BEGIN INFORMATION GIVEN

PR #249, opened 2026-06-03
Discuss subordinate CAs and transparency

### LINKED ISSUE #146: What happens when a MTC CA issues an unconstrained intermediate certificate?
When we recast MTC as X.509, we picked up all of X.509's semantics, including the fact that a CA can, at least mechanically, issue non-MTC intermediate certificates. Doing so partially bypasses transparency benefits because only the intermediate is logged, not certificates chaining off of it.

I say partially because the fact that the CA has done so is definitely visible in the log. But if the intermediate is unconstrained, and a PKI is okay with it, then we don't actually know what certificates are valid. But this might vary a lot by PKI:

* Maybe your PKI is okay with transparency stopping at an intermediate, as long as it has name constraints, but it's not okay with intermediates without name constraints.

* Maybe your PKI is the above, but its notion of "name" is something other than SANs + name constraints and is looking for a random other X.509 extension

END INFORMATION GIVEN

EXERCISE REQUIREMENTS – From the entries above, give again exactly the lines running from the line with "When we recast" to the line with "I say partially"; include both of those lines.

SOLUTION FOR THIS EXERCISE –
When we recast MTC as X.509, we picked up all of X.509's semantics, including the fact that a CA can, at least mechanically, issue non-MTC intermediate certificates. Doing so partially bypasses transparency benefits because only the intermediate is logged, not certificates chaining off of it.

I say partially because the fact that the CA has done so is definitely visible in the log. But if the intermediate is unconstrained, and a PKI is okay with it, then we don't actually know what certificates are valid. But this might vary a lot by PKI:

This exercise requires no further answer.